PINYIN_LOOKUPS is the binding to the Cloudflare queue that stores messages corresponding to invocations of my bot’s slash command and is specified in the wrangler.toml config file.
const urlOptions = new URLSearchParams(options);
await env.PINYIN_LOOKUPS.send({
type: "pinyin",
data: {
text: inputOptions.text,
url: `https://path/to/my/pinyin-api?${urlOptions.toString()}`,
token: body.token,
},
});
The enqueued message gets processed by a Cloudflare consumer subscribed to the queue. The consumer takes the message and takes its time fetching, attaching, and posting the message back to discord.
export default {
// ...
async queue(batch, env, ctx) {
for (const message of batch.messages) {
if (message.body.type === "pinyin") {
await postMessage(
message.body.data.text,
message.body.data.url,
message.body.data.token,
env.APP_ID,
);
}
}
}
Closing Thoughts
Building microservices and stringing them together to build a Discord bot was a fun and educational experience. The fact that they are small and self-contained makes each API easy to reason about in isolation, though I can imagine what a headache it could be to troubleshoot an app with a large dependency graph of microservices.

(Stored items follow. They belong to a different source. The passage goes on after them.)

PR #151, opened 2023-07-13
Switch serverless-init deployments to use GHCR instead of Dockerhub

IvanTopolcic:
It's easier to use GHCR as we don't need to manage credentials, and we're replicating to Dockerhub, ECR, and GCR anyways. This makes GHCR the source of truth, and provides clear separation as to which registry is responsible for what.

### DIFF
--- a/.github/workflows/release-serverless-init.yml
+++ b/.github/workflows/release-serverless-init.yml
@@ -51,22 +51,18 @@ jobs:
       - name: Set up Docker Buildx
         uses: docker/setup-buildx-action@v2
 
-      # - name: Build binaries
-      #   working-directory: ./scripts
-      #   run: ./build_serverless_init.sh
-      #   env:
-      #     AGENT_PATH: datadog-agent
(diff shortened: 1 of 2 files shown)


.github/workflows/release-serverless-init.yml
```diff
@@ -55,56 +56,57 @@ jobs:
...
 
-      - name: Login to DockerHub
+      - name: Login to GHCR
         uses: docker/login-action@v2
         with:
-          username: ${{ secrets.DOCKER_USERNAME }}
-          password: ${{ secrets.DOCKER_TOKEN }}
+          registry: ${{ env.REGISTRY }}
+          username: ${{ github.actor }}
+          password: ${{ secrets.GITHUB_TOKEN }}
```
maxday, line 74: have you already set the secrets? (and in 1password?)

IvanTopolcic: it's a per-repo secret set automatically by github, we don't manage it

maxday (approved):

PR #154, opened 2023-07-19
[SLES-1145] Check if the Java trace agent jar is present

DylanLovesCoffee:
Adds a check for the DD trace agent .jar prior to disabling runtime metrics. More specific to those instrumenting their container image Lambda functions, since the `AWS_EXECUTION_ENV` environment variable is not immediately identifiable as Java.

We had a support case where this specific issue came up, causing runtime metrics to be enabled and thus timing out the DD Extension's/agent's metric forwarder.

### DIFF
--- a/scripts/datadog_wrapper
+++ b/scripts/datadog_wrapper
@@ -68,7 +68,8 @@ then
 fi
 
 # if it is java
-if [[ "$AWS_EXECUTION_ENV" == *"java"* ]]
+DD_Agent_Jar=/opt/java/lib/dd-java-agent.jar
+if [[ "$AWS_EXECUTION_ENV" == *"java"* ]] || [ -f "$DD_Agent_Jar" ]
 then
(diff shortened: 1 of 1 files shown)


scripts/datadog_wrapper
```diff
@@ -68,7 +68,8 @@ then
 fi
 
 # if it is java
-if [[ "$AWS_EXECUTION_ENV" == *"java"* ]]
+DD_Agent_Jar=/opt/java/lib/dd-java-agent.jar
+if [[ "$AWS_EXECUTION_ENV" == *"java"* ]] || [ -f "$DD_Agent_Jar" ]
```
maxday, line 72: should we test AND instead of OR?

DylanLovesCoffee: Yeah, let's do that 👍

maxday (approved):

PR #155, opened 2023-07-19
Bump Go version to 1.20

IvanTopolcic:


maxday:
Thanks! I think https://github.com/DataDog/datadog-lambda-extension/blob/main/scripts/Dockerfile.build and https://github.com/DataDog/datadog-lambda-extension/blob/main/scripts_v2/Dockerfile.build would need a bump as well

maxday (approved):

PR #159, opened 2023-08-08
Update extension overhead explanation

tianchu:
Mention DD_SERVERLESS_FLUSH_STRATEGY and aws.lambda.post_runtime_extensions_duration.


README.md
```diff
@@ -21,11 +21,11 @@ Follow the [configuration instructions](https://docs.datadoghq.com/serverless/co
...
 
-For Lambda functions deployed in a region that is far from the Datadog site, for example, a Lambda function deployed in eu-west-1 reporting data to the US1 Datadog site, can observe a higher duration overhead due to the network latency.
+For Lambda functions deployed in a region that is far from the Datadog site, for example, a Lambda function deployed in eu-west-1 reporting data to the US1 Datadog site, can observe a higher duration (cost) overhead due to the network latency. To reduce the overhead, configure the extension to flush data less often, such as every minute `DD_SERVERLESS_FLUSH_STRATEGY=periodically,60000`.
```
sumedham, line 28:
```suggestion
For Lambda functions deployed in a region that is far from the Datadog site, for example, a Lambda function deployed in eu-west-1 reporting data to the US1 Datadog site, can observe a higher duration (and therefore, cost) overhead due to the network latency. To reduce the overhead, configure the extension to flush data less often, such as every minute `DD_SERVERLESS_FLUSH_STRATEGY=periodically,60000`.
```

README.md
```diff
@@ -21,11 +21,11 @@ Follow the [configuration instructions](https://docs.datadoghq.com/serverless/co
...
+By default, the Extension flushes data back to Datadog at the end of each invocation (for example, cold starts always trigger flushing). This avoids delays of data arrival for sporadic invocations from low-traffic applications, cron jobs, and manual tests. Once the Extension detects a steady and frequent invocation pattern (more than once per minute), it batches data from multiple invocations and flushes periodically at the beginning of the invocation when it's due. This means that *the busier your function is, the lower the average duration overhead per invocation*. In other words, for low-traffic applications, the duration overhead would be noticeable while the associated cost overhead is typically negligible; for high-traffic applications, the duration overhead would be barely noticeable. To understand the cost overhead casued by the duration used by the Datadog extension to flush data, use the metric `aws.lambda.post_runtime_extensions_duration` or `aws.lambda.enhanced.post_runtime_duration`.
```
sumedham, line 26:
```suggestion
By default, the Extension flushes data back to Datadog at the end of each invocation (for example, cold starts always trigger flushing). This avoids delays of data arrival for sporadic invocations from low-traffic applications, cron jobs, and manual tests. Once the Extension detects a steady and frequent invocation pattern (more than once per minute), it batches data from multiple invocations and flushes periodically at the beginning of the invocation when it's due. This means that *the busier your function is, the lower the average duration overhead per invocation*. In other words, for low-traffic applications, the duration overhead would be noticeable while the associated cost overhead is typically negligible; for high-traffic applications, the duration overhead would be barely noticeable. To understand the compute overhead casued by the duration used by the Datadog extension to flush data, use the metric `aws.lambda.post_runtime_extensions_duration` or `aws.lambda.enhanced.post_runtime_duration`. 
```

sumedham: It's a little odd to say "cost overhead" and not point to a metric with $ units, lmk if this makes sense

sumedham (approved):
minor nits

README.md
tianchu: i agree, but compute overhead is also confusing to me. I would just say duration overhead then.

DarcyRaynerDD (approved):

PR #162, opened 2023-08-16
Support building extension images for alpine

thedavl:
Support building + releasing alpine lambda extension images

This builds both amd64 & arm64 alpine images. The images will be tagged `latest-alpine` and `{supplied_version}-alpine`

### DIFF
--- a/scripts/build_and_push_docker_image.sh
+++ b/scripts/build_and_push_docker_image.sh
@@ -2,9 +2,6 @@
 
 # Use with `VERSION=<DESIRED_VERSION> ./build_docker_image.sh`
 
-# To publish an Alpine image, set ALPINE=true:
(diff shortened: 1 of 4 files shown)


scripts/build_and_push_docker_image.sh
```diff
@@ -10,7 +10,6 @@
 set -e
 
 DOCKER_REPOSITORY_NAME="datadog/lambda-extension"
-DOCKERFILE_LOCATION="scripts/Dockerfile"
```
thedavl, line 13: unused var

IvanTopolcic (approved):

astuyve (approved):
This looks good, but are we going to update the v2 scripts at all?

thedavl:
> This looks good, but are we going to update the v2 scripts at all?

afaik the v2 scripts are only used for the one click extension releases, which only deploy layers (hence no alpine). so i think we're good

PR #1310, opened 2022-02-28
Add forward and backward pagination

dojusa:
Often APIs support only one way of pagination for connections, either [forward or backward](https://relay.dev/graphql/connections.htm#sec-Forward-pagination-arguments). 

The proposed change is to introduce the aforementioned types of paginations, so APIs can easily support the desired pagination, avoiding clients to miss use their connection.

* ForwardPaginationArgs which accepts only `first` and `after`
* BackwardPaginationArgs which accepts only `last` and `before`

### DIFF
--- a/core/src/main/scala/caliban/relay/PaginationArgs.scala
+++ b/core/src/main/scala/caliban/relay/PaginationArgs.scala
@@ -15,7 +15,10 @@ object Pagination {
   def apply[C: Cursor](
     args: ForwardPaginationArgs[C]
   ): ZIO[Any, CalibanError, Pagination[C]] =
-    validatePositivePresence(args.first, "first")
+    (args.first match {
+      case None    => ZIO.fail(s"first cannot be empty")
+      case Some(a) => validatePositive("first", a).map(First(_))
+    })
       .validate(args.after match {
         case None    => ZIO.succeed(NoCursor)
         case Some(x) => ZIO.fromEither(Cursor[C].decode(x)).map(After(_))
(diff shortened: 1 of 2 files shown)


ghostdogpr (approved):
LGTM, thanks!

Since I've never used Relay before, just waiting on @frekw's review but seems good to go.

core/src/main/scala/caliban/relay/PaginationArgs.scala
```diff
@@ -87,4 +117,22 @@ abstract class PaginationArgs[C: Cursor] { self =>
   )
 }
 
+abstract class ForwardPaginationArgs[C: Cursor] { self =>
+  val first: Option[Int]
+  val after: Option[String]
```
frekw, line 122: I think this should be `Option[C]`, no?

core/src/main/scala/caliban/relay/PaginationArgs.scala
```diff
@@ -87,4 +117,22 @@ abstract class PaginationArgs[C: Cursor] { self =>
...
+
+  def toPagination: ZIO[Any, CalibanError, Pagination[C]] = Pagination(
+    self
+  )
+}
+
+abstract class BackwardPaginationArgs[C: Cursor] { self =>
+  val last: Option[Int]
+  val before: Option[String]
```
frekw, line 131: Same here

core/src/main/scala/caliban/relay/PaginationArgs.scala
frekw: No, sorry, disregard that.

frekw (approved):
Nice! Thanks @dojusa 🙏

PR #1313, opened 2022-02-28
Fix custom directive parsing in Scala 3 impl

### LINKED ISSUE #1312: Scala 3 query parser impl fails on custom directives
Hello there

Whenever I try to parse a schema that contains a custom directive definition, parser would fail:

```scala
import caliban.parsing.Parser
import zio.Runtime

Runtime.default.unsafeRun(caliban.parsing.Parser.parseQuery("directive @test on FIELD_DEFINITION")) 
//Parsing Error: Parsing error at offset 24, expected: InRange(24,|,|) 
```

It works just fine in Scala 2 (codegen in sbt), yet fails in Scala 3. I guess it's due to different parser implementations.

Here is a scastie, one can switch the Scala version to verify:
https://scastie.scala-lang.org/j6L2yuJtQSKF1eo5m5REdQ

sergeykolbasov:
Closes #1312 

Test is rather minimalistic. To properly cover it all one would have to write round-trip property tests `Document -> String -> Parser -> Document`

### DIFF
--- a/core/src/main/scala-3/caliban/parsing/Parser.scala
+++ b/core/src/main/scala-3/caliban/parsing/Parser.scala
@@ -509,6 +509,7 @@ object Parser {
         P.string("QUERY").as(ExecutableDirectiveLocation.QUERY),
         P.string("MUTATION").as(ExecutableDirectiveLocation.MUTATION),
         P.string("SUBSCRIPTION").as(ExecutableDirectiveLocation.SUBSCRIPTION),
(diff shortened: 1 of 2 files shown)


ghostdogpr:
The CI wasn't triggered, can you try login to https://app.circleci.com/ and force push?

ghostdogpr:
Never mind, I will merge and fix it afterwards if there's any problem. Looks fine.

PR #1337, opened 2022-04-08
Fix parsing of empty comment lines in Scala 3

sergeykolbasov:
Usually it pops up with GraphiQL

```
# Welcome to GraphiQL
#
# GraphiQL is an in-browser tool for writing, validating, and
# testing GraphQL queries.
#
# Type queries into this side of the screen, and you will see intelligent
# typeaheads aware of the current GraphQL type schema and live syntax and
# validation errors highlighted within the text.
#
# GraphQL queries typically start with a "{" character. Lines that start
# with a # are ignored.
#
# An example GraphQL query might look like:
#
#     {
#       field(arg: "value") {
#         subField
#       }
#     }
#
# Keyboard shortcuts:
#
#  Prettify Query:  Shift-Ctrl-P (or press the prettify button above)
#
#     Merge Query:  Shift-Ctrl-M (or press the merge button above)
#
#       Run Query:  Ctrl-Enter (or press the play button above)
#
#   Auto Complete:  Ctrl-Space (or just start typing)
#
```

And then if you send a query after those comments, it breaks the Caliban parser as it expects _something_ following the `#` before newline, while it's perfectly fine to have just a line break (according to spec).

It works fine in Scala 2, but is broken in Scala 3.


ghostdogpr:
Thanks!

PR #1344, opened 2022-04-15
Add federation V2

paulpdaniels:
https://www.apollographql.com/docs/federation/federated-types/federated-directives

Adds the new directives that were added (and adds an argument to one that was modified).  I tried to consolidate the two under a single `FederationSupport` type that handles both (since there weren't any real changes to the resolution path).

Also adds directive support for the top level schema, which is required to tell the gateway that the subgraph is a v2 graph.

I'll see if I can improve the example in a follow up, but I'll need to rethink the current example to try and shoehorn in more examples using the new directives.


core/src/main/scala/caliban/Rendering.scala
```diff
@@ -81,6 +81,18 @@ object Rendering {
       }
       .mkString("\n\n")
 
+  def renderSchemaDirectives(directives: List[Directive]): String =
```
ghostdogpr, line 84: Can you add test for that?

ghostdogpr (commented):
Looks good! One test is failing with a nasty error.

paulpdaniels:
Don't merge yet, I'm working on the compatibility checks, and they are failing I think I implemented the link directive incorrectly

core/src/main/scala/caliban/Rendering.scala
paulpdaniels: Done in `RenderingSpec`

ghostdogpr:
Can you make a PR to update the docs?

paulpdaniels:
Yep sorry I misunderstood I thought I needed to do that after release

ghostdogpr:
That's also okay 😄 but if it's already there I can push it right after the release. Either way is okay 👍

PR #1353, opened 2022-05-02
Fix rendering of object arguments to directives

joheriks:
Fixes issue with `Option` being stringified. E.g., the following directive
```scala
Directive(
  name="dir",
  arguments = Map(
    "object" -> InputValue.ObjectValue(Map(
      "key1" -> Value.StringValue("value1"),
      "key2" -> Value.StringValue("value2")))))
```       
was rendered as:
```graphql
@dir(object: {Some(key1: "value1"),Some(key2: "value2")})
```


ghostdogpr (approved):
Good catch!

PR #1354, opened 2022-05-03
add support for graphql-transport-ws

paulpdaniels:
Adds support for the new graphql subscription [variant](https://github.com/enisdenjo/graphql-ws/blob/master/PROTOCOL.md). Splits the handling of the protocol into a separate type so that it can be implemented in a single place rather than in the adapters + zio-http.

There is probably even more refactoring that can be done here to get a smaller LOC profile, but I got as far as the weekend would allow so figured this would be a good checkin that we can continue to enhance.

### DIFF
--- a/adapters/akka-http/src/test/scala/caliban/AkkaHttpAdapterSpec.scala
+++ b/adapters/akka-http/src/test/scala/caliban/AkkaHttpAdapterSpec.scala
@@ -42,7 +42,7 @@ object AkkaHttpAdapterSpec extends DefaultRunnableSpec {
                      }
       _           <- ZIO.fromFuture { _ =>
                        implicit val s: ActorSystem = system
-                       Http()(system).newServerAt("localhost", 8088).bind(route)
+                       Http().newServerAt("localhost", 8088).bind(route)
                      }
                        .toManaged(server => ZIO.fromFuture(_ => server.unbind()).ignore)
       _           <- clock.sleep(3 seconds).toManaged_
--- a/adapters/akka-http/src/test/scala/caliban/AkkaHttpAdapterSpec.scala
+++ b/adapters/akka-http/src/test/scala/caliban/AkkaHttpAdapterSpec.scala
@@ -3,6 +3,7 @@ package caliban
 import akka.actor.ActorSystem
 import akka.http.scaladsl.Http
 import akka.http.scaladsl.server.Directives._
+import akka.stream.Materializer
 import caliban.interop.tapir.TestData.sampleCharacters
 import caliban.interop.tapir.TestService.TestService
 import caliban.interop.tapir.{ FakeAuthorizationInterceptor, TapirAdapterSpec, TestApi, TestService }
@@ -13,45 +14,44 @@ import zio._
 import zio.clock.Clock
 import zio.console.Console
 import zio.duration._
-import zio.internal.Platform
 import zio.random.Random
 import zio.test.{ DefaultRunnableSpec, TestFailure, ZSpec }
 
-import scala.concurrent.ExecutionContextExecutor
 import scala.language.postfixOps
 
 object AkkaHttpAdapterSpec extends DefaultRunnableSpec {
 
-  implicit val system: ActorSystem                                                            = ActorSystem()
-  implicit val executionContext: ExecutionContextExecutor                                     = system.dispatcher
-  implicit val runtime: Runtime[TestService with Console with Clock with Random with Uploads] =
-    Runtime.unsafeFromLayer(
-      TestService.make(sampleCharacters) ++ Console.live ++ Clock.live ++ Random.live ++ Uploads.empty,
-      Platform.default
-    )
-
-  val apiLayer: ZLayer[zio.ZEnv, Throwable, Has[Unit]] =
+  val apiLayer: ZLayer[zio.ZEnv, Throwable, TestService] =
     (for {
+      runtime     <- ZManaged.runtime[TestService with Console with Clock with Random with Uploads]
+      system      <- ZManaged.make(Task.effectTotal(ActorSystem()))(sys => ZIO.fromFuture(_ => sys.terminate()).ignore)
+      ec           = system.dispatcher
+      mat          = Materializer(system)
+      service     <- ZManaged.service[TestService.Service]
       interpreter <- TestApi.api.interpreter.toManaged_
       route        = path("api" / "graphql") {
-                       AkkaHttpAdapter.makeHttpService(interpreter, requestInterceptor = FakeAuthorizationInterceptor.bearer)
-                     } ~ path("upload" / "graphql") {
-                       AkkaHttpAdapter.makeHttpUploadService(interpreter)
-                     } ~ path("ws" / "graphql") {
-                       AkkaHttpAdapter.makeWebSocketService(interpreter)
-                     }
-      _           <- ZIO
-                       .fromFuture(_ => Http().newServerAt("localhost", 8088).bind(route))
-                       .toManaged(server =>
-                         ZIO.fromFuture(_ => server.unbind()).ignore *> ZIO.fromFuture(_ => system.terminate()).ignore
+                       AkkaHttpAdapter.makeHttpService(interpreter, requestInterceptor = FakeAuthorizationInterceptor.bearer)(
+                         runtime,
+                         implicitly,
+                         implicitly
                        )
+                     } ~ path("upload" / "graphql") {
+                       AkkaHttpAdapter.makeHttpUploadService(interpreter)(runtime, implicitly, implicitly, implicitly)
+                     } ~ path("ws" / "graphql") {
+                       AkkaHttpAdapter.makeWebSocketService(interpreter)(ec, runtime, mat, implicitly, implicitly)
+                     }
+      _           <- ZIO.fromFuture { _ =>
+                       implicit val s: ActorSystem = system
+                       Http()(system).newServerAt("localhost", 8088).bind(route)
+                     }
+                       .toManaged(server => ZIO.fromFuture(_ => server.unbind()).ignore)
       _           <- clock.sleep(3 seconds).toManaged_
-    } yield ())
+    } yield service)
       .provideCustomLayer(TestService.make(sampleCharacters) ++ Uploads.empty ++ Clock.live)
       .toLayer
 
   def spec: ZSpec[ZEnv, Any] = {
-    val suite: ZSpec[Has[Unit], Throwable] =
+    val suite: ZSpec[TestService, Throwable] =
       TapirAdapterSpec.makeSuite(
         "AkkaHttpAdapterSpec",
         uri"http://localhost:8088/api/graphql",
--- a/examples/src/main/scala/example/akkahttp/ExampleApp.scala
+++ b/examples/src/main/scala/example/akkahttp/ExampleApp.scala
@@ -18,9 +18,9 @@ import zio.Runtime
 
 object ExampleApp extends App {
 
-  implicit val system: ActorSystem                                      = ActorSystem()
-  implicit val executionContext: ExecutionContextExecutor               = system.dispatcher
-  implicit val runtime: Runtime[ExampleService with Console with Clock] =
+  implicit val system: ActorSystem                                              = ActorSystem()
+  implicit val executionContext: ExecutionContextExecutor                       = system.dispatcher
+  implicit val runtime: Runtime.Managed[ExampleService with Console with Clock] =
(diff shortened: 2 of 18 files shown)


guizmaii:
Hey @paulpdaniels,

What are these new variants? Where can I read about them, please?

ghostdogpr:
> Hey @paulpdaniels,
> 
> What are these new variants? Where can I read about them, please?

https://github.com/apollographql/subscriptions-transport-ws/blob/master/PROTOCOL.md was deprecated in favor of https://github.com/enisdenjo/graphql-ws/blob/master/PROTOCOL.md

interop/tapir/src/main/scala/caliban/interop/tapir/TapirAdapter.scala
```diff
@@ -230,18 +231,14 @@ object TapirAdapter {
     makeHttpUploadEndpoint.serverLogic(logic)
   }
 
-  def makeWebSocketEndpoint[R, E](implicit
+  def makeWebSocketEndpoint(implicit
     inputCodec: JsonCodec[GraphQLWSInput],
     outputCodec: JsonCodec[GraphQLWSOutput]
-  ): PublicEndpoint[ServerRequest, TapirResponse, CalibanPipe, ZioStreams with WebSockets] = {
-    val protocolHeader = Header("Sec-WebSocket-Protocol", "graphql-ws")
+  ): PublicEndpoint[ServerRequest, TapirResponse, CalibanPipe, ZioStreams with WebSockets] =
```
ghostdogpr, line 237: Do we make it configurable or do we support both? It looks like you supported both in the Tapir Adapter but made it configurable in zio-http?

interop/tapir/src/test/scala/caliban/interop/tapir/ws/ProtocolSpec.scala
```diff
@@ -0,0 +1,100 @@
...
+                     interpreter,
+                     false,
+                     true,
+                     None,
+                     QueryExecution.Parallel,
+                     WebSocketHooks.empty
+                   )
+  } yield pipe
+
+  override def spec: ZSpec[_root_.zio.test.environment.TestEnvironment, Any] = suite("Websocket Protocol")(
```
ghostdogpr, line 30: How about integrating this into the test suite in `TapirAdapterSpec`? It has the advantage of being ran for each http adapter.

interop/tapir/src/main/scala/caliban/interop/tapir/TapirAdapter.scala
paulpdaniels: Yeah there was a subtle difference in how the two were used. Since the zio-http doesn't get the request context, so I pushed it up to the user. I guess I could force them to pass the request?

paulpdaniels: There's also an issue that I think I might still need to address, where certain errors need to immediately kill the connection with an error.

ghostdogpr: If you can I guess it's best if there's nothing to configure.

interop/tapir/src/test/scala/caliban/interop/tapir/ws/ProtocolSpec.scala
paulpdaniels: I was actually hoping to make this test be the de facto test that runs agnostic of the adapter.

ghostdogpr: It's go for testing the internal logic, but each http lib has its quirks so I think it's also useful to run it together. I found several bugs like that (in Caliban and in Tapir).

paulpdaniels:
Only the akka adapter seems to fail 🤔

ghostdogpr:
I'm traveling this weekend and Monday but I'll take a look in the coming week!

interop/tapir/src/test/scala/caliban/interop/tapir/TestService.scala
```diff
@@ -89,6 +94,8 @@ object TestService {
 
       def deletedEvents: ZStream[Any, Nothing, String] =
         ZStream.unwrapManaged(subscribers.subscribe.map(ZStream.fromQueue(_)))
+
+      override def reset: UIO[Unit] = characters.set(initial)
```
ghostdogpr, line 98:
```suggestion
      def reset: UIO[Unit] = characters.set(initial)
```
just for consistency

adapters/akka-http/src/test/scala/caliban/AkkaHttpAdapterSpec.scala
```diff
@@ -13,45 +14,44 @@ import zio._
...
+                       AkkaHttpAdapter.makeWebSocketService(interpreter)(ec, runtime, mat, implicitly, implicitly)
                      }
-      _           <- ZIO
-                       .fromFuture(_ => Http().newServerAt("localhost", 8088).bind(route))
-                       .toManaged(server =>
-                         ZIO.fromFuture(_ => server.unbind()).ignore *> ZIO.fromFuture(_ => system.terminate()).ignore
-                       )
+      _           <- ZIO.fromFuture { _ =>
+                       implicit val s: ActorSystem = system
+                       Http()(system).newServerAt("localhost", 8088).bind(route)
```
ghostdogpr, line 45: Do we need the implicit if we pass it explicitly?

interop/tapir/src/main/scala/caliban/interop/tapir/TapirAdapter.scala
```diff
@@ -230,18 +232,38 @@ object TapirAdapter {
     makeHttpUploadEndpoint.serverLogic(logic)
   }
 
-  def makeWebSocketEndpoint[R, E](implicit
+  /**
+   * A codec which expects only text and close frames (all other frames cause a decoding error). Close frames correspond to a `Left`,
+   * while text frames are handled using the given `stringCodec` and wrapped with a `Right`
+   * @return
+   */
+  private implicit def textOrCloseWebSocketFrameEither[A, CF <: CodecFormat](implicit
```
ghostdogpr, line 240: We previously relied on a function in Tapir (if I remember properly), what's different in this one?

interop/tapir/src/main/scala/caliban/interop/tapir/TapirAdapter.scala
```diff
@@ -254,77 +276,22 @@ object TapirAdapter {
...
-                                 .provide(env)
-                                 .forkDaemon
-                             )(_.interrupt) *> ZStream.fromQueueWithShutdown(output)
-                         }
-      } yield pipe
-
+  ): ServerEndpoint[ZioWebSockets, RIO[R, *]] =
     makeWebSocketEndpoint.serverLogic[RIO[R, *]](serverRequest =>
-      requestInterceptor(serverRequest)(io).catchAll(ZIO.left(_))
+      requestInterceptor(serverRequest._1)(
```
ghostdogpr, line 281: How about `{ case (something, somethingElse) =>` instead of `(serverRequest =>` so that it reads more easily?

interop/tapir/src/main/scala/caliban/interop/tapir/WebSocketHooks.scala
```diff
@@ -12,6 +12,8 @@ trait WebSocketHooks[-R, +E] { self =>
   def beforeInit: Option[InputValue => ZIO[R, E, Any]] = None
   def afterInit: Option[ZIO[R, E, Any]]                = None
   def onMessage: Option[StreamTransformer[R, E]]       = None
+  def onPong: Option[InputValue => ZIO[R, E, Any]]     = None
```
ghostdogpr, line 15: Nice!

interop/tapir/src/main/scala/caliban/interop/tapir/WebSocketHooks.scala
```diff
@@ -40,6 +42,13 @@ trait WebSocketHooks[-R, +E] { self =>
             })
           case _                    => None
         }
+
+      override def onPong: Option[InputValue => ZIO[R2, E2, Any]] = (self.onPong, other.onPong) match {
```
ghostdogpr, line 46: How about `onAck` here and below?

interop/tapir/src/test/scala/caliban/interop/tapir/TapirAdapterSpec.scala
```diff
@@ -159,45 +161,111 @@ object TapirAdapterSpec {
...
+            io.map { messages =>
+              assertTrue(messages.head.map(_.`type`) == Right(Ops.ConnectionAck)) &&
+              assertTrue(
+                messages(1).map(_.payload.get.toString) == Right("""{"data":{"characterDeleted":"Amos Burton"}}""")
+              ) &&
+              assertTrue(messages(2).map(_.`type`) == Right(Ops.Complete))
+            }
           }
-        }
+        ) @@ TestAspect.sequential
```
ghostdogpr, line 263: Do we need it if we have it below?

interop/tapir/src/main/scala/caliban/interop/tapir/ws/Protocol.scala
```diff
@@ -0,0 +1,362 @@
...
+    queryExecution: QueryExecution,
+    webSocketHooks: WebSocketHooks[R, E]
+  ): URIO[R, CalibanPipe]
+
+}
+
+object Protocol {
+
+  def fromName(name: String): Protocol = name match {
+    case "graphql-transport-ws" => GraphQLWS
```
ghostdogpr, line 33: Reuse the constant below?

ghostdogpr (commented):
Looks very nice!

In addition to unit tests, did you also test with a client such as Altair? Just wondering if I should do additional manual tests just to make sure there is no regression.

interop/tapir/src/test/scala/caliban/interop/tapir/TapirAdapterSpec.scala
paulpdaniels: I don't think so, I was trying to debug the tests and probably added it, but the issue turned out to be that the `ActorSystem` wasn't being shutdown in between tests.

interop/tapir/src/main/scala/caliban/interop/tapir/TapirAdapter.scala
paulpdaniels: So before it didn't handle any other frames IIRC, and tapir has another method that uses an option instead and converts the `None` into a standard close frame. This is needed in order to handle the websocket error codes that are specified in the transport specification

adapters/akka-http/src/test/scala/caliban/AkkaHttpAdapterSpec.scala
paulpdaniels: Nope, I'll remove

interop/tapir/src/main/scala/caliban/interop/tapir/TapirAdapter.scala
paulpdaniels: 👍

paulpdaniels:
@ghostdogpr I just tried with the zio-http/akka and it works (it supports both formats simultaneously!). Http4s had what seems like a small compatibilty issue (sent back a null payload when it shouldn't), so I patched that.

examples/src/main/scala/example/akkahttp/ExampleApp.scala
```diff
@@ -18,9 +18,9 @@ import zio.Runtime
 
 object ExampleApp extends App {
 
-  implicit val system: ActorSystem                                      = ActorSystem()
-  implicit val executionContext: ExecutionContextExecutor               = system.dispatcher
-  implicit val runtime: Runtime[ExampleService with Console with Clock] =
+  implicit val system: ActorSystem                                              = ActorSystem()
+  implicit val executionContext: ExecutionContextExecutor                       = system.dispatcher
+  implicit val runtime: Runtime.Managed[ExampleService with Console with Clock] =
```
ghostdogpr, line 23: Any reason to change that?

ghostdogpr (approved):
LGTM to me! Just a tiny remark but good to merge for me.

examples/src/main/scala/example/akkahttp/ExampleApp.scala
paulpdaniels: Yeah, the `shutdown` method is only available on the `Runtime.Managed`, and I am terminating it now when the server shuts down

I am very happy about how little it costs to build toy side projects like this.
Building on Cloudflare does have its limitations, but compared to AWS Lambda, deployment is dead simple and the developer experience is amazing.
At the moment, my bot is just a proof of concept for my personal Discord channel, but I do hope to publish a public version that can be used by everyone. I haven’t really thought about the things I need to think about to support widespread usage. One thing that I wonder about is how to improve the cold start problem in the text analysis part of my backend. Maybe that problem just goes away given sufficient traffic to keep the Lambda warm, but maybe at that point it becomes more economical to provision some dedicated compute. For now, I’ll just enjoy what I made in my own channel.